• **ACTIVITY**
Each line that has the string "work" must be copied from the records below.

..........

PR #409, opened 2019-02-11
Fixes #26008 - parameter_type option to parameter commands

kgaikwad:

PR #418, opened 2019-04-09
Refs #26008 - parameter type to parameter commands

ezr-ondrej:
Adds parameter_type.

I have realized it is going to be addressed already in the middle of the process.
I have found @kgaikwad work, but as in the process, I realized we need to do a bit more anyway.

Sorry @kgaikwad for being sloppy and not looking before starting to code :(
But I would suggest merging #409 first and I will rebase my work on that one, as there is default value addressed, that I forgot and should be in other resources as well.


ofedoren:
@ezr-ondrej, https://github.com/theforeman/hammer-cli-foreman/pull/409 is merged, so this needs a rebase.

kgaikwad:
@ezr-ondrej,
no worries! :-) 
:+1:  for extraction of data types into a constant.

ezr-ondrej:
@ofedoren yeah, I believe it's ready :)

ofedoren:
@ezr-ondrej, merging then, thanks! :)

..........

• **SOLUTION FOR THIS PROBLEM**
I have found @kgaikwad work, but as in the process, I realized we need to do a bit more anyway.
But I would suggest merging #409 first and I will rebase my work on that one, as there is default value addressed, that I forgot and should be in other resources as well.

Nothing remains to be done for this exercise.